What you need to do:
From the first line through the line containing "When this PR", transcribe the records exactly and include no other lines.

*** Input Section Begins ***

PR #100, opened 2016-05-10
feat(reporter-api) Add reporter api

nicojs:
* Move Location and Position from test_runner api to core api
* Add reporter api interfaces
* Add BaseReporter helper class so not all methods need to be implemented
* Add source files to the api so an html report can be created

When this PR is accepted i want to start working on the html reporter
@paysdoc @simondel can you two take a look?


src/api/reporter/BaseReporter.ts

*** Input Section Ends ***

Response:
PR #100, opened 2016-05-10
feat(reporter-api) Add reporter api

nicojs:
* Move Location and Position from test_runner api to core api
* Add reporter api interfaces
* Add BaseReporter helper class so not all methods need to be implemented
* Add source files to the api so an html report can be created

When this PR is accepted i want to start working on the html reporter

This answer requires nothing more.